> _RECORDS SUPPLIED_:
= Beginning of Section =
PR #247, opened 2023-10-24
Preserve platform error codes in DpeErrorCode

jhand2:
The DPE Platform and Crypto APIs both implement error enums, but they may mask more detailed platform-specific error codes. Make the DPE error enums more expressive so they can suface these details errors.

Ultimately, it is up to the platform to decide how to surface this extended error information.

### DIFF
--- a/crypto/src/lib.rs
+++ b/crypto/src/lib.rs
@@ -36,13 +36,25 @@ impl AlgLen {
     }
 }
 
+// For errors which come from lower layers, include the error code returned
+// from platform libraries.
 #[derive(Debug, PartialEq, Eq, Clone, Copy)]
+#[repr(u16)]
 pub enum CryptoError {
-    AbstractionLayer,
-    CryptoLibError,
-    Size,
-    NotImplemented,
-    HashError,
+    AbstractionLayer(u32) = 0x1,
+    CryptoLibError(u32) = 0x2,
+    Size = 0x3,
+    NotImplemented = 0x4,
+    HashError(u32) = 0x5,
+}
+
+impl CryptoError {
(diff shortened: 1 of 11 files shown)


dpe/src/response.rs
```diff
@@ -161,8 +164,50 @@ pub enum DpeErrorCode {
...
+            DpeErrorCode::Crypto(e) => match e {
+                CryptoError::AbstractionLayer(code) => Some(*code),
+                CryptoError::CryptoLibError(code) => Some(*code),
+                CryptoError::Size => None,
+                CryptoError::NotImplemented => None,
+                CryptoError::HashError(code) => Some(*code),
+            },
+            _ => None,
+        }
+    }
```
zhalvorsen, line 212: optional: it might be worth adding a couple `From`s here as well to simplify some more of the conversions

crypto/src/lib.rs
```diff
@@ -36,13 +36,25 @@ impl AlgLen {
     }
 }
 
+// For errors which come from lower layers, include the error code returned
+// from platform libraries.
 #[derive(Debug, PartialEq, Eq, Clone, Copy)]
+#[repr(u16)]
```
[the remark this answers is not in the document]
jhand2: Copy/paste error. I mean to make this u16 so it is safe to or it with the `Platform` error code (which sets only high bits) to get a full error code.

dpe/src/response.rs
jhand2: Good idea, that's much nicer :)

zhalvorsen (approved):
= End of Section =
> _WHAT YOU SHOULD DO_: Begin at the top of the records above and quote each line exactly, ending with the line that contains "[the remark this".

> _REPLY_:
PR #247, opened 2023-10-24
Preserve platform error codes in DpeErrorCode

jhand2:
The DPE Platform and Crypto APIs both implement error enums, but they may mask more detailed platform-specific error codes. Make the DPE error enums more expressive so they can suface these details errors.

Ultimately, it is up to the platform to decide how to surface this extended error information.

### DIFF
--- a/crypto/src/lib.rs
+++ b/crypto/src/lib.rs
@@ -36,13 +36,25 @@ impl AlgLen {
     }
 }
 
+// For errors which come from lower layers, include the error code returned
+// from platform libraries.
 #[derive(Debug, PartialEq, Eq, Clone, Copy)]
+#[repr(u16)]
 pub enum CryptoError {
-    AbstractionLayer,
-    CryptoLibError,
-    Size,
-    NotImplemented,
-    HashError,
+    AbstractionLayer(u32) = 0x1,
+    CryptoLibError(u32) = 0x2,
+    Size = 0x3,
+    NotImplemented = 0x4,
+    HashError(u32) = 0x5,
+}
+
+impl CryptoError {
(diff shortened: 1 of 11 files shown)


dpe/src/response.rs
```diff
@@ -161,8 +164,50 @@ pub enum DpeErrorCode {
...
+            DpeErrorCode::Crypto(e) => match e {
+                CryptoError::AbstractionLayer(code) => Some(*code),
+                CryptoError::CryptoLibError(code) => Some(*code),
+                CryptoError::Size => None,
+                CryptoError::NotImplemented => None,
+                CryptoError::HashError(code) => Some(*code),
+            },
+            _ => None,
+        }
+    }
```
zhalvorsen, line 212: optional: it might be worth adding a couple `From`s here as well to simplify some more of the conversions

crypto/src/lib.rs
```diff
@@ -36,13 +36,25 @@ impl AlgLen {
     }
 }
 
+// For errors which come from lower layers, include the error code returned
+// from platform libraries.
 #[derive(Debug, PartialEq, Eq, Clone, Copy)]
+#[repr(u16)]
```
[the remark this answers is not in the document]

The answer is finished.